— Хорошо попал! — прохрипел он с одышкой. — Сколько уже лет я так не размахивался.
— Да, сэр.
— Теперь набирай полную шапку, иди домой, порежь эти орехи на половинки и смажь сыром. Получится Адам с Евой на плоту.
— Да, сэр.
— И больше не приходи сюда, как вор! Если захочешь набрать моих каштанов, подойди и попроси.
Не успел я и слова вымолвить, как он повернулся и, тяжело ступая, спустился с холма. На нем были те же рыжие сапоги, а грива седых волос сверкала на солнце. Я все смотрел на него, пока он не зашел на скотный двор, а затем в хлев, потом появился оттуда и пошел, спотыкаясь, к дому.
Тетушке Джулии и тетушке Дженни я ничего не рассказал.
Через два года я снова оказался на Ведьминых Вязах и обнаружил там разительные перемены. Во–первых, Джим встретил меня на станции в новом шикарном туристском форде. Я глазам своим не поверил: неужели мои тетушки решили зажить новой жизнью? По правде говоря, в этом году я чувствовал себя повзрослевшим и выше их, и согласился ехать в Хэкли Фоллс с некоторым неудовольствием. Как мне представляется сейчас, этот ход с фордом был со стороны тетушек Дженни Джулии весьма тонким и предусмотрительным: очень возможно, не без подсказки моего отца. Во всяком случае, при виде форда я сразу воспрянул духом: значит, лето будет не таким уж скверным. Я еще больше оживился, когда Джим сказал, что научит меня водить машину, и я стану их семейным шофером. Это дошло до меня чуть позднее, когда я увидел, что для самого Джима машина была явной обузой, и он очень тосковал по лошадям и повозке. Еще он, как я заметил с большим удивлением, отказался от старого заслуженного котелка, сменив его на твидовую кепку, в которой выглядел страшно глупо. Это тоже, как мне кажется, было уступкой современности.
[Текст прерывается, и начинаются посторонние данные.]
PR #98, opened 2017-11-15
Add precompile

abelsiqueira:


dpo:
I wonder if this conflicts with the fact that we have optional dependencies. Could it be the cause of https://travis-ci.org/JuliaSmoothOptimizers/Optimize.jl/jobs/306039663#L2617 ?

abelsiqueira:
I don't think so. Changing `import MathProgBase` on `nlp_to_mpb.jl` to `using MathProgBase` removed that error, but I haven't found a reason why. There are still errors on JuMP in 0.7, so I'm not sure if that's all.

PR #106, opened 2017-12-21
Remove .documenter.enc

abelsiqueira:
I had to create new keys in github and travis for the new way to deploy docs. It's working already and this file is not needed anymore.


dpo:
Thanks!

PR #109, opened 2018-03-20
Complete rework merging NLP and NLS

abelsiqueira:
I started working on a single NLP with both objectives to see how it would feel. The diff is huge, so it's probably better to discuss only the approach.

I considered this general NLP problem form
```
min f(x) = ∑ᵢσ_fᵢ × fᵢ(x) + σ_nls × ½‖F(x)‖² + σ_ls × ½‖Ax - b‖²
s.t cℓ ≤ c(x) ≤ cu,  ℓ ≤   x  ≤ u
```

I also considered removing the SimpleNLPModel and indicating how to create a simple model by hand, because the transition is very annoying.


abelsiqueira:
@dpo Suggestions on the best way to present this for review? Since it's a complete rework, I can't make small changes from the current `master`. I could try making a commit deleting everything and adding things incrementally. Would this work?

PR #115, opened 2018-04-25
Make SlackModel work with NLS Models

abelsiqueira:


src/slack_model.jl
```diff
@@ -71,7 +72,15 @@ function SlackModel(model :: AbstractNLPModel)
...
   )
 
-  return SlackModel(meta, model)
+  nls_meta = if isa(model, AbstractNLSModel)
+    NLSMeta(model.nls_meta.nequ,
+            model.meta.nvar + ns,
+            [model.meta.x0; zeros(ns)])
+  else
+    NLSMeta(0, 0)
+  end
```
dpo: Shouldn't we have two different constructors instead of an `if`?

dpo: In fact, I'm a bit confused here. Why does SlackModel derive from a more specific type than AbstractNLPModel?

abelsiqueira: Deriving from NLS, Slack is also an NLP, so it doesn't break anything that was working before. I did this to avoid creating a SlackNLSModel duplicating all the code.
But I see that this can be prone to error. Do you think I should create SlackNLSModel?

dpo: Is it really needed? Why can't we just define `residual`, `jprod_residual`, etc., for `SlackModel`s? If the underlying model doesn't support those methods, there will be an error.

abelsiqueira: Defining the NLS api while Slack was an NLP worked.

dpo:
While this works, I'm a bit torn about what implementation makes the most sense. Having both `meta` and `nls_meta` looks a bit messy but perhaps it makes sense if we consider problems with the structure you describe in #109. Perhaps NLPModels should already have a `nls_meta` to take LS terms into account?!

An alternative (that doesn't go the way of #109) could be something in the spirit of (untested)
```julia
mutable struct SlackModel{M,P} <: AbstractNLPModel where M <: AbstractNLPMeta, P <: AbstractNLPModel
  meta :: M
  model :: P
end
```

What do you think?

abelsiqueira:
The current `nls_meta` only adds `nequ` to the model, so all NLS models have both `meta` and `nls_meta`. A simple solution would be to add `nequ` to `meta` and remove `nls_meta`. This would be similar to #109, but `nequ` would be a dummy parameter in current NLP models.

Another solution would be to give `nls_meta` the missing parameters, `lvar, uvar, lcon`, etc. This would be more in accordance with your proposed structure, and more in accordance with different Metas for different models.

dpo:
I do see your point now that a slack model build from a NLSModel should also be an NLSModel. How can we achieve that without defining a new type?

abelsiqueira:
To have `SlackModel(nlp) -> NLP` and `SlackModel(nls) -> NLS`, without defining a new type, I don't think is possible.

Another option, instead of parametrisation, would be to create 
- `AbstractSlackModel`
- `NLPSlackModel <: AbstractSlackModel`
- `NLSSlackModel <: AbstractSlackModel`
- `function SlackModel(nlp :: AbstractNLPModel) ... return NLPSlackModel`
- `function SlackModel(nls :: AbstractNLSModel) ... return NLSSlackModel`

This allows creating extra `nls_meta` for `NLSSlack`, and hides from the user that there are different models. The NLPModels API can be implemented for `AbstractSlackModel` and the NLS part only for the `NLSSlack`.

If #109 or similar gets implemented, though, almost everything created here will be deleted later.

dpo:
I agree that that would be a good solution. Before we launch into it, let me have a closer look at #109 because it makes a lot of sense.

dpo:
Thanks! I'm starting to wonder if it wouldn't make more sense to use dispatch to define `SlackModel` for various subtypes of `AbstractNLPModel`. That way, `SlackModel(nls::AbstractNLSModel)` could return an `NLSModel`. I have the same situation with `SlackModel(qp::AbstractQuadraticModel)`, which I would like to return another `QuadraticModel`. What do you think?

abelsiqueira:
I like the idea, but I think we can't do that for every model - e.g. CUTEst. But we can have both. I'm trying to create an example.

abelsiqueira:
I like the idea, but I think we can't do that for every model - e.g. CUTEst. But we can have both. I'm trying to create an example.

dpo:
CUTEstModels have nothing special (they're not quadratic models, they're not nonlinear least-squares models, etc.), so only the default SlackModel constructor should apply to them.

abelsiqueira:
Updated according to our talk.

src/slack_model.jl
```diff
@@ -37,77 +37,111 @@ mutable struct SlackModel <: AbstractNLPModel
...
+
 import Base.show
 # TODO: improve this!
 # show(nlp :: SlackModel) = show(nlp.model)
 
 # retrieve counters from underlying model
 for counter in fieldnames(Counters)
   @eval begin
-    $counter(nlp :: SlackModel) = $counter(nlp.model)
+    $counter(nlp :: SlackModels) = $counter(nlp.model)
```
dpo: Why are we saying `SlackModels` instead of `SlackModel` now?

abelsiqueira: `SlackModels=Union{SlackModel,SlackNLSModel}`

src/slack_model.jl
```diff
@@ -231,3 +278,105 @@ function hprod!(nlp :: SlackModel, x :: AbstractVector, v :: AbstractVector,
...
+function jtprod_residual(nlp :: SlackNLSModel, x :: AbstractVector, v :: AbstractVector)
+  n = nlp.model.meta.nvar
+  ns = nlp.meta.nvar - n
+  return [jtprod_residual(nlp.model, x[1:n], v); zeros(ns)]
+end
+
+function jtprod_residual!(nlp :: SlackNLSModel, x :: AbstractVector, v :: AbstractVector, Jtv :: AbstractVector)
+  n = nlp.model.meta.nvar
+  ns = nlp.meta.nvar - n
+  @views jtprod_residual!(nlp.model, x[1:n], v, Jtv[1:n])
```
dpo: Sometimes you use `@views` and sometimes not. I'm not entirely sure when it is necessary.

src/slack_model.jl
dpo: Sorry, I missed it.

src/slack_model.jl
abelsiqueira: `@views` is the same as adding `@view` individually. `@view` doesn't work on assignments, so when there is only one I use `@view`. May have missed some places, let me check again.

dpo:
Thank you!

PR #119, opened 2018-05-09
Nonlinear Least Squares MathProgBase models

abelsiqueira:
Thanks, @mlubin and @odow, for the help.

The `MathProgNLSModel` receives a `JuMP` model with `NLexpression`s and a list of those expressions, creating two internal `JuMP` models, one with the expressions as constraints and the other as the equivalent minimization of `0.5*||F(x)||^2`. The residual, and its **sparse** Jacobian are obtained from the constraints of the first model. The second model provides the usual NLP functions, without having to use the residual - one exception is the Hessian-vector product function, due to this bug: https://github.com/JuliaOpt/JuMP.jl/issues/1204.


src/NLPModels.jl
```diff
@@ -344,7 +344,7 @@ conscale(::AbstractNLPModel, ::AbstractVector) =
   throw(NotImplementedError("conscale"))
 
 if Pkg.installed("MathProgBase") != nothing
-  include("mpb_model.jl")
```
dpo: What happened to `mpb_model`?

src/nlsmpb_model.jl
```diff
@@ -0,0 +1,253 @@
...
+       obj, grad, grad!,
+       cons, cons!, jac_coord, jac, jprod, jprod!, jtprod, jtprod!,
+       hess_coord, hess, hprod, hprod!,
+       residual!, jac_residual, jprod_residual!, jtprod_residual!,
+       jac_op_residual, hess_residual, hprod_residual!, cons, cons!, jac_coord,
+       jac, jprod, jprod!, jtprod, jtprod!, hess, hess_coord, hprod, hprod!
+
+mutable struct MathProgNLSModel <: AbstractNLSModel
+  meta :: NLPModelMeta
+  nls_meta :: NLSMeta
```
dpo: Are we moving towards merging both kinds of models into one then?

src/nlsmpb_model.jl
```diff
@@ -0,0 +1,253 @@
...
+function hprod!(nls :: MathProgNLSModel, x :: Array{Float64}, v :: Array{Float64},
+    hv :: Array{Float64};
+    obj_weight :: Float64=1.0, y :: Array{Float64}=zeros(nls.meta.ncon))
+  MathProgBase.eval_hesslag_prod(nls.cmodel.eval, hv, x, v, obj_weight, y)
+  return hv
+end
+=#
+
+function hprod!(nls :: MathProgNLSModel, x :: Array{Float64}, v :: Array{Float64},
+    hv :: Array{Float64};
```
dpo: So this version will be removed when 1204 is fixed?

dpo:
This looks excellent, @abelsiqueira ! Many thanks!

src/NLPModels.jl
abelsiqueira: It's being `include`d by `nlsmpb_model.jl`. It uses many MPB things in common.

src/nlsmpb_model.jl
abelsiqueira: Not yet, but this model will transition smoothly, it seems.

src/nlsmpb_model.jl
abelsiqueira: Yes. Notice that this version increments `residual` and `j*prod_*`, while using `cmodel` doesn't require that.

src/NLPModels.jl
dpo: I missed that. Thanks!

src/nlsmpb_model.jl
dpo: Ok

src/nlsmpb_model.jl
dpo: 👍

PR #120, opened 2018-05-30
Support of user-defined functions added in MathProgNLSModel

Xx-fractale-xX:


test/runtests.jl
```diff
@@ -40,6 +40,13 @@ end
 @assert isa(hess_op(model, [0.]), LinearOperator)
 @assert isa(jac_op(model, [0.]), LinearOperator)
 
+# MathProgNLSModel with user-defined functions
+model = mgh35()
+@assert model.meta.name == "mgh35"
+
+model = mgh07()
+@assert model.meta.name == "mgh07"
```
dpo: Could we also test that user functions are accessible (e.g., by evaluating the residuals)?

test/mgh07.jl
```diff
@@ -0,0 +1,32 @@
...
+function mgh07()
+
+  nls  = Model()
+  x0   = [-1.0,  0.0,  0.0]
+  lvar = [-Inf, -Inf, -Inf]
+  uvar = [ Inf,  Inf,  Inf]
+  @variable(nls, lvar[i] <= x[i=1:3] <= uvar[i], start = x0[i])
+
+  function θ_aux(t)
+  	return (t > 0 ? 0.0 : 0.5)
```
dpo: This could we a one liner: `θ_aux(t) = t > 0 ? 0.0 : 0.5`.

test/mgh07.jl
```diff
@@ -0,0 +1,32 @@
...
+export mgh07
+
+"Helical valley function"
+function mgh07()
+
+  nls  = Model()
+  x0   = [-1.0,  0.0,  0.0]
+  lvar = [-Inf, -Inf, -Inf]
+  uvar = [ Inf,  Inf,  Inf]
+  @variable(nls, lvar[i] <= x[i=1:3] <= uvar[i], start = x0[i])
```
dpo: Is it necessary to give the bounds if there aren't any?

test/mgh35.jl
```diff
@@ -0,0 +1,47 @@
...
+  if m < n
+    warn(": number of function must be ≥ number of variables. Adjusting to m = n")
+    m = n
+  end
+
+  nls  = Model()
+  x0   = collect(1:n)/(n+1)
+  lvar = -Inf*ones(n)
+  uvar =  Inf*ones(n)
+  @variable(nls, lvar[i] <= x[i=1:n] <= uvar[i], start = x0[i])
```
dpo: The bounds don't seem necessary here.

test/mgh35.jl
```diff
@@ -0,0 +1,47 @@
...
+    else
+      return 2*x*Tsim(x,n-1) - Tsim(x,n-2)
+    end
+  end
+
+  Ts = Vector{Function}(n)
+  Tnames = Vector{Symbol}(n)
+  for i = 1:n
+    Ts[i] = x -> Tsim(2*x-1, i)
+    Tnames[i] =  Symbol("Ts",i)
```
dpo: `gensym()` could be useful here to make sure the symbol doesn't conflict with another.

Xx-fractale-xX: I thought that symbols were only accessible by the model now. But you're right, it's preferable to use ```gensym()``` to be sure.

test/mgh07.jl
Xx-fractale-xX: No, I will delete lvar and uvar for the two models.

Xx-fractale-xX:
I create tests of  ```MathProgNLSModels```  with small modification of ```runtests.jl``` from ```NLSProblems``` repository in ```test_mathprognlsmodel.jl```. I add also two models ```hs30.jl``` and ```hs43.jl```, because ```mgh07.jl``` and ```mgh35.jl``` don't have constraints. Tests will be most exhaustive with them.

test/hs30.jl
```diff
@@ -0,0 +1,24 @@
...
+
+export hs30
+
+"Hock-Schittkowski problem 30 in NLS format"
+function hs30()
+
+  model = Model()
+  lvar = [1.0; -10.0; -10.0]
+  @variable(model, lvar[i] <= x[i=1:3] <= 10, start=1.0)
+  @NLexpression(model, F[i=1:3], x[i] + 0.0)
```
dpo: Why do we need to add `+ 0.0` here?

test/mgh07.jl
```diff
@@ -0,0 +1,27 @@
...
+  nls  = Model()
+  x0   = [-1.0,  0.0,  0.0]
+  @variable(nls, x[i=1:3], start = x0[i])
+
+  θ_aux(t) = (t > 0 ? 0.0 : 0.5)
+  JuMP.register(nls, :θ_aux, 1, θ_aux, autodiff=true)
+
+  @NLexpression(nls, F1, 10*(x[3] - 10*(atan(x[2]/x[1])/(2*π) + θ_aux(x[1]))))
+  @NLexpression(nls, F2, 10*(sqrt(x[1]^2 + x[2]^2) - 1.0))
+  @NLexpression(nls, F3, 1*x[3])
```
dpo: And here, do we need to multiply by 1?

test/hs30.jl
abelsiqueira: `x[i]` alone raises an error. It's treated differently by JuMP, but I did not investigate if it can be solved on our side.
`1 * x[i]` below also works, apparently.

abelsiqueira:
I think is an approximation issue. `gs` is an array of gradients, `gs[i]` is the gradient computed by `grad` and `g` is computed by `objgrad`, for the same model. They should be equal, without the `all()`. Maybe on 32bit some model has a slight deviation in the computation.

dpo:
It sounds like is would be safer to use `isapprox` than `==` then?!

abelsiqueira:
Yes, we could change all `==` to `isapprox`

test/mgh07.jl
Xx-fractale-xX: In the file ```jump_model.jl```, the function ```MathProgNLSModel``` only accept ```Vector{JuMP.NonlinearExpression}```.

``` julia
function MathProgNLSModel(cmodel :: JuMP.Model,
                          F :: Vector{JuMP.NonlinearExpression}; kwargs...)
  # Hessian-Vector products don't work:
  # https://github.com/JuliaOpt/JuMP.jl/issues/1204
  @NLobjective(cmodel, Min, 0.5 * sum(Fi^2 for Fi in F))
  JuMP.setsolver(cmodel, ModelReader())
  cmodel.internalModelLoaded || JuMP.build(cmodel)
  ev = cmodel.internalModel.eval

  Fmodel = JuMP.Model()
  @NLobjective(Fmodel, Min, 0.0)
  Fmodel.nlpdata.user_operators = cmodel.nlpdata.user_operators
  @variable(Fmodel, x[1:MathProgBase.numvar(cmodel)])
  for Fi in F
    expr = ev.subexpressions_as_julia_expressions[Fi.index]
    replace!(expr, x)
    expr = :($expr == 0)
    JuMP.addNLconstraint(Fmodel, expr)
  end
  JuMP.setsolver(Fmodel, ModelReader())
  Fmodel.internalModelLoaded || JuMP.build(Fmodel)

  return MathProgNLSModel(Fmodel.internalModel,
                          cmodel.internalModel; kwargs...)
end
```
And JuMP want that we use ```@expression``` instead of ```@NLexpression``` when we have only a JuMP variable as expression. It's why we use the trick ```1*x[i]``` or ```x[i] + 0.0``` to allow it.

A solution to avoid it could be to accept both expression like that:
``` julia 
function MathProgNLSModel(cmodel :: JuMP.Model,
                          F :: Vector{JuMP.NonlinearExpression,JuMP.AffExpr}; kwargs...)
  # Hessian-Vector products don't work:
  # https://github.com/JuliaOpt/JuMP.jl/issues/1204
  @NLobjective(cmodel, Min, 0.5 * sum(Fi^2 for Fi in F))
  JuMP.setsolver(cmodel, ModelReader())
  cmodel.internalModelLoaded || JuMP.build(cmodel)
  ev = cmodel.internalModel.eval

  Fmodel = JuMP.Model()
  @NLobjective(Fmodel, Min, 0.0)
  Fmodel.nlpdata.user_operators = cmodel.nlpdata.user_operators
  @variable(Fmodel, x[1:MathProgBase.numvar(cmodel)])
  for Fi in F
  	if typeof(Fi) == JuMP.NonlinearExpression
    	expr = ev.subexpressions_as_julia_expressions[Fi.index]
    	replace!(expr, x)
    	expr = :($expr == 0)
    	JuMP.addNLconstraint(Fmodel, expr)
    else
    	c = GenericRangeConstraint(Fi,0.0,0.0)
    	JuMP.addconstraint(Fmodel, c)
    end
  end
  JuMP.setsolver(Fmodel, ModelReader())
  Fmodel.internalModelLoaded || JuMP.build(Fmodel)

  return MathProgNLSModel(Fmodel.internalModel,
                          cmodel.internalModel; kwargs...)
end
```
But I don't know the syntax to declare a vector that accept both types ```Vector{JuMP.NonlinearExpression,JuMP.AffExpr}```.

abelsiqueira: I think something with [parametric types](https://docs.julialang.org/en/stable/manual/types/#Parametric-Types-1).

Xx-fractale-xX:
I forgot to modify ```consistency.jl```, but before I change ```==``` in it, I used ```≈``` , equivalent to isapprox(x,y;rtol=sqrt(eps), atol=0). But maybe it's better to use isapprox with ``` atol != 0 ```?

dpo:
Ideally, I would prefer if that were in a different pull request, as it is separate from the topic of this one. I think @abelsiqueira used `isapprox` with a nonzero `atol`, so we should be consistent and use the same everywhere. However, the tolerance should take the arithmetic into account (32 bit vs. 64).

dpo:
(oops, I didn't mean to close this)

dpo:
The tests pass but this branch needs to be rebased against master.

dpo:
Thank you!!

PR #333, opened 2022-09-29
Update branch metadata

greg0ire:
This is supposed to be the last 1.x minor branch, hence why 1.9.x is not created.


derrabus:
Shall we also set `"maintained": false` for 1.7 and remove `"current": true` from that branch?

PR #335, opened 2022-09-29
Update branch metadata

greg0ire:
1.8.x is no longer marked as current since this branch is only supposed
  to receive bugfixes.

### DIFF
--- a/.doctrine-project.json
+++ b/.doctrine-project.json
@@ -5,16 +5,26 @@
     "docsSlug": "doctrine-collections",
     "versions": [
         {
-            "name": "2.0",
-            "branchName": "2.0.x",
+            "name": "3.0",
+            "branchName": "3.0.x",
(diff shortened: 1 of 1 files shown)


.doctrine-project.json
```diff
@@ -5,16 +5,26 @@
...
+            "branchName": "2.0.x",
+            "slug": "stable",
+            "current": true
+        },
         {
             "name": "1.8",
             "branchName": "1.8.x",
-            "slug": "1.8",
-            "current": true
+            "slug": "1.8"
```
SenseException, line 27: Is 1.8 still maintained?

greg0ire: Yes, I would say so, until there are reasonably little downloads. For that we have to add support for collections 2 to ORM and ODM.

SenseException (approved):

PR #345, opened 2022-10-12
fix: use @psalm-template annotation to avoid clashes

redjam13:
`[Semantical Error] The annotation "@template" in method Doctrine\Common\Collections\ArrayCollection::contains() was never imported. Did you maybe forget to add a "use" statement for this annotation?`

This is an issue since https://github.com/doctrine/collections/compare/1.7.3...1.8.0.

See https://github.com/doctrine/collections/pull/186. History repeating itself I think 🙂

### DIFF
--- a/lib/Doctrine/Common/Collections/AbstractLazyCollection.php
+++ b/lib/Doctrine/Common/Collections/AbstractLazyCollection.php
@@ -62,7 +62,7 @@ abstract class AbstractLazyCollection implements Collection
     /**
      * {@inheritDoc}
      *
-     * @template TMaybeContained
+     * @psalm-template TMaybeContained
      */
     public function contains($element)
     {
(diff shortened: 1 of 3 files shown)


derrabus:
Shouldn't this be fixed by doctrine/annotations#298? What version of Doctrine Annotations are you using?

redjam13:
Thanks @derrabus. Yes, so it seems `doctrine/collections: 1.8.0` is a break if using `doctrine/annotations < 1.10.0`.

The project I am working on was maybe pegged at `doctrine/annotations: 1.8` perhaps due to the note on https://github.com/doctrine/annotations/releases/tag/1.9.0

Either way - we have inconsistent use of `@template` and `@pslam-template` here 🤷🏻‍♂️

derrabus:
Right, but I'd rather move forward and use the non-prefixed `@template` everywhere because that annotation has broad tooling support nowadays.

greg0ire:
Agree, this is a bug in `doctrine/annotations`, and versions below 1.13.x are no longer supported. Consider upgrading.

PR #349, opened 2022-11-14
Remove ignore rule for possibly null variable

greg0ire:
It seems PHPStan is now able to leverage the psalm-assert annotation that was added to exclude null from the possible types.


malarzm (approved):

malarzm:
Thanks @greg0ire!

— Ну, Джим, — спросил я, — расскажи, что здесь нового? Тетушки в порядке?
— Да, мистер Билли, все в полном порядке. Очень прекрасно прожили эту зиму, только мисс Дженни подагра малость беспокоила. Но с теплой погодой она совсем встанет на ноги.
— А капитан Фиппен?
— Ну, он как всегда.
— Подсматривает, наверно, в свою подзорную трубу?
— А как же, это для него как в кино пойти. Ничего не упустит.
Джим правил медленно, но наконец мы добрались до пешеходного мостика, который вел к ферме Вилларда, и я оглянулся на вконец обветшавший дом. Листы крыши покоробились и поржавели, сорванная ветром лоза свисала с конька крыши почти до земли, провалившееся крыльцо коровника так и валялось. Прочее было таким, как запомнилось мне раньше: все окна, кроме одного, наглухо забиты, но коров за домом уже не было.
— А где коровы? — спросил я.
— Ты разве не слышал?
— О чем?
— Как о чем? Старикана, этого Исаака, хватил удар.
— Хватил удар? Он что, умер?
— Нет, не умер, не было ему такого счастья, только отнялось все ниже пояса.
— Вот те на! Когда же это случилось?
— Полтора года назад. Люди говорят, что его Бог покарал. Он колотил Лидию, когда его скрутило.
— Вот еще!
— Ага! Провалялся без памяти, как пес, две недели, думали, совсем уже загнется. Но выкарабкался. Такой ото всюду выберется! Читает свою Библию в кресле–каталке. Теперь получает от своих баб, все что ему причитается!
— Ты о чем, Джим?
— Думаю, теперь они надают ему тумаков. Ну, так парнишка Хэл Грин рассказывает. Говорил, что когда зашел туда один раз, этот старикан орал во всю глотку. Пусть получает! Такому и ада мало, сучье отродье.
Больше я от Джима ничего не узнал, но через неделю, торжествующе в первый раз одолев на Форде подъем к дому капитана Фиппена, я ощутил в сложившейся ситуации нечто мрачное и тревожное. Капитан Фиппен, к моему удивлению, отнесся к этому событию совершенно серьезно.
— Знаешь, что я думаю, — сказал он.
— Что?
— Я думаю, это вороньё его прикончит. Вот что я думаю. Прикончат они его, и все.
— Почему?
— Потому что кусачие, как клопы. Думаю, что всех их давно надо было отправить за решетку. Боже ты мой правый! Только вспомнить, что этот старый бес с ними творил! Нет, нельзя их винить… Старикан мне определенно не нравится, но эти ведьмы не лучше. Все равно, меня дрожь берет как подумаешь о нем в кресле–каталке с Библией, а вокруг эти гарпии, у которых руки чешутся его придушить!.. А тебя?